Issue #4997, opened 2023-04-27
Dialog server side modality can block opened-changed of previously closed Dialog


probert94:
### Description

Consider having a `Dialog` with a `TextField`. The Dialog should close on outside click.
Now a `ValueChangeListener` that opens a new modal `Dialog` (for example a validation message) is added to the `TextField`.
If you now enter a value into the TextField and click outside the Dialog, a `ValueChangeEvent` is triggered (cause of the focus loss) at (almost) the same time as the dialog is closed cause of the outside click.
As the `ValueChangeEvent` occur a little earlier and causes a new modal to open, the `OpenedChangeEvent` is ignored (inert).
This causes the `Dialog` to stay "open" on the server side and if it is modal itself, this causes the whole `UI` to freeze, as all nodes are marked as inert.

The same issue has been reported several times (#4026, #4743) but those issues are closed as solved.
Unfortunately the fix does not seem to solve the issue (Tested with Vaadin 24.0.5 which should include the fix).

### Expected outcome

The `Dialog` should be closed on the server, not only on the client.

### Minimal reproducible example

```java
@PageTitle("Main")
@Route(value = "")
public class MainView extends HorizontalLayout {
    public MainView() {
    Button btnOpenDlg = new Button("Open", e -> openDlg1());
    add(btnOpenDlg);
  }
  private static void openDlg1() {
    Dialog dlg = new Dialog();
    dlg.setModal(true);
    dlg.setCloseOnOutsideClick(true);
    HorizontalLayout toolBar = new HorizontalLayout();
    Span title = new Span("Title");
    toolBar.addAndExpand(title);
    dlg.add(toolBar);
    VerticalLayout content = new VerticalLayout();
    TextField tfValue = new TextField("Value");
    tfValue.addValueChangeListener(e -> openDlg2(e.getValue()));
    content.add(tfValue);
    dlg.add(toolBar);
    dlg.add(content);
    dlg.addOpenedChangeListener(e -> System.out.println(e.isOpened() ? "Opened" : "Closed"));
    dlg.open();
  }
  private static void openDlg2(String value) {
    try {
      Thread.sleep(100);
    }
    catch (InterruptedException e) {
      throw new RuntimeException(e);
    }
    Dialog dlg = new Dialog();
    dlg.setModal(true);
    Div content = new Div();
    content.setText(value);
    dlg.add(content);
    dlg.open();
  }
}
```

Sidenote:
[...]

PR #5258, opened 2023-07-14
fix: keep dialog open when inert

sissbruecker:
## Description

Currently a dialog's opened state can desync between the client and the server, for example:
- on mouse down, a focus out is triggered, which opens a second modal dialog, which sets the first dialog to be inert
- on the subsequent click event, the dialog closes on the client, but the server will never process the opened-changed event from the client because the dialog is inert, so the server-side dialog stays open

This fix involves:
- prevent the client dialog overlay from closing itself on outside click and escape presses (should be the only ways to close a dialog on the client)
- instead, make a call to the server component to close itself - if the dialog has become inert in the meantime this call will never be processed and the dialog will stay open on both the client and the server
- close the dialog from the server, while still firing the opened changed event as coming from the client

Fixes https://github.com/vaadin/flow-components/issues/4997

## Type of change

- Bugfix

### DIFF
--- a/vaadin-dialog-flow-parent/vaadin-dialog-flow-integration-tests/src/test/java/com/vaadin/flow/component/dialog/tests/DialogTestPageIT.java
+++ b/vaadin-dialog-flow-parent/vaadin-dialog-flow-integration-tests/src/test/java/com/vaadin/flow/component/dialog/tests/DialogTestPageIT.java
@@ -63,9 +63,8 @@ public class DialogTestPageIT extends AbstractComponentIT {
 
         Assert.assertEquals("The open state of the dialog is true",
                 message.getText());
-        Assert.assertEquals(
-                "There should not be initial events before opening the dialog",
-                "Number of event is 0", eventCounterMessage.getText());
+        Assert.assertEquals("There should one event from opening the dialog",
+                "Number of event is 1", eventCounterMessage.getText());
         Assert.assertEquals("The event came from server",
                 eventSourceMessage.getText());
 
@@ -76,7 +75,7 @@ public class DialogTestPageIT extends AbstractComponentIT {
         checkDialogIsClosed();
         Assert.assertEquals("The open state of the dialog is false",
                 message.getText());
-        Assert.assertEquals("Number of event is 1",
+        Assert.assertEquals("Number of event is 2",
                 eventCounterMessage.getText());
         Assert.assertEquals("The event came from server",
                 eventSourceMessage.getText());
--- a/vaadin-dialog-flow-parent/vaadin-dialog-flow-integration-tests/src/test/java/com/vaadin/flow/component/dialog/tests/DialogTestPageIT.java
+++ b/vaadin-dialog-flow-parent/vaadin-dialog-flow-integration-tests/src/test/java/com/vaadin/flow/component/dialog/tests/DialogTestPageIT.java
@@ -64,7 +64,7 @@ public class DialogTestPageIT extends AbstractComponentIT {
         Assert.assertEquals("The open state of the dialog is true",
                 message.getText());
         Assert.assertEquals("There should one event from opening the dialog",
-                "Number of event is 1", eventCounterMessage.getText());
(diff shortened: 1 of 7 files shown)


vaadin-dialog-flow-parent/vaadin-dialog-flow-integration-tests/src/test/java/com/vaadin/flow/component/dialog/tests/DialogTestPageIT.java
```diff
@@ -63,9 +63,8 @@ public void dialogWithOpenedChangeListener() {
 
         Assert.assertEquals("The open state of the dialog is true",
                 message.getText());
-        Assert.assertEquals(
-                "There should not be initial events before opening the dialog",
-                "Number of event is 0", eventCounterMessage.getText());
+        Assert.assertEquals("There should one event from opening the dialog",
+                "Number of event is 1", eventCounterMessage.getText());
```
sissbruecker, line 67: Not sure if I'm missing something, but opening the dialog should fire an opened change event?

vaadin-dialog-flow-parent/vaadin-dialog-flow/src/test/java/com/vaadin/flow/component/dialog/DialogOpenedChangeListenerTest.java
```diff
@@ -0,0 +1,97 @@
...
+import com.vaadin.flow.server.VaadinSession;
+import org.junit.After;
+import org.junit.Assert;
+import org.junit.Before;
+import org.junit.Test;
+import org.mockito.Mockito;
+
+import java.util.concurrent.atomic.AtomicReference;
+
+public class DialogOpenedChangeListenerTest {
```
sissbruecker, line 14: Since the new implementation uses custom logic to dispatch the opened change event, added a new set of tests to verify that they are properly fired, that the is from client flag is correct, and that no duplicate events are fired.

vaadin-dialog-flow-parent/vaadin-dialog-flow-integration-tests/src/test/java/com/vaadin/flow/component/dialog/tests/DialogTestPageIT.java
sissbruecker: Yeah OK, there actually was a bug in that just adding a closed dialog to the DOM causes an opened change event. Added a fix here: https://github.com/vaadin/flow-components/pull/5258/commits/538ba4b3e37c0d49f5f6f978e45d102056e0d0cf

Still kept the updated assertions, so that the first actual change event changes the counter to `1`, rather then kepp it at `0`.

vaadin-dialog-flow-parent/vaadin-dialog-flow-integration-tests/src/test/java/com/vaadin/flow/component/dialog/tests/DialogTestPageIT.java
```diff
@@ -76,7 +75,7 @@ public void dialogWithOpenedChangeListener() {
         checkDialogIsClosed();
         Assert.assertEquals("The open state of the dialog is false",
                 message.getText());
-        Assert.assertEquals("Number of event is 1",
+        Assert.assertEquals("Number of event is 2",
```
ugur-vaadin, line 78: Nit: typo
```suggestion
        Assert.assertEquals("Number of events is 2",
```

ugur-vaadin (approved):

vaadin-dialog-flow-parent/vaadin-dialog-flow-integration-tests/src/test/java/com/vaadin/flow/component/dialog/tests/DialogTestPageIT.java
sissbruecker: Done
──────────
Exercise description:
Lines to set down from above: the line with "- on mouse down, a", the line with "- close the", and every line between, each exactly as written.

Exercise response:
- on mouse down, a focus out is triggered, which opens a second modal dialog, which sets the first dialog to be inert
- on the subsequent click event, the dialog closes on the client, but the server will never process the opened-changed event from the client because the dialog is inert, so the server-side dialog stays open

This fix involves:
- prevent the client dialog overlay from closing itself on outside click and escape presses (should be the only ways to close a dialog on the client)
- instead, make a call to the server component to close itself - if the dialog has become inert in the meantime this call will never be processed and the dialog will stay open on both the client and the server
- close the dialog from the server, while still firing the opened changed event as coming from the client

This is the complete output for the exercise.